## EXERCISE REQUIREMENTS:
The answer must consist of each line below that holds the word "config", copied as it stands.
=== Section Start ===
PR #154, opened 2021-07-01
remove rviz visualization of planned path

anjan1984:
## Linked Issues:
| EPIC ⚡| [OCEANWATER-XXX](https://babelfish.arc.nasa.gov/jira/browse/OCEANWATER-XXX) |
) |
| Jira Ticket 🎟️   | [OCEANWATER-XXX](https://babelfish.arc.nasa.gov/jira/browse/OCEANWATER-XXX)) |
| Github :octocat:  | # |

## Summary of Changes
* Removes Rviz Visualization of the plans. (Turns out it was not the fake controller but Rviz was showing the planned path.)

## Test
* Run any Ros action to see no displayed rviz trjactory before movement of Gazebo

### DIFF
--- a/ow_lander/config/moveit.rviz
+++ b/ow_lander/config/moveit.rviz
=== Section End ===
## SOLUTION:
--- a/ow_lander/config/moveit.rviz
+++ b/ow_lander/config/moveit.rviz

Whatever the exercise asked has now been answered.